## WORK TO BE COMPLETED
Your task is to transcribe the entries below exactly, beginning with the line containing "feat(cluster) enable access" and ending with the final line, and to add nothing else.

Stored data

PR #6599, opened 2020-11-21
feat(cluster) enable access log on cluster listener

### LINKED ISSUE #6589: No logs for dp -> cp communications
The CP listener has no access logs configur-ed/able? see https://github.com/Kong/kong/blob/master/kong/templates/nginx_kong.lua#L440-L447

I was troubleshoting DP/CP connections and expected logs to help out, but there are none…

## ANSWER SPACE
feat(cluster) enable access log on cluster listener

### LINKED ISSUE #6589: No logs for dp -> cp communications
The CP listener has no access logs configur-ed/able? see https://github.com/Kong/kong/blob/master/kong/templates/nginx_kong.lua#L440-L447

I was troubleshoting DP/CP connections and expected logs to help out, but there are none…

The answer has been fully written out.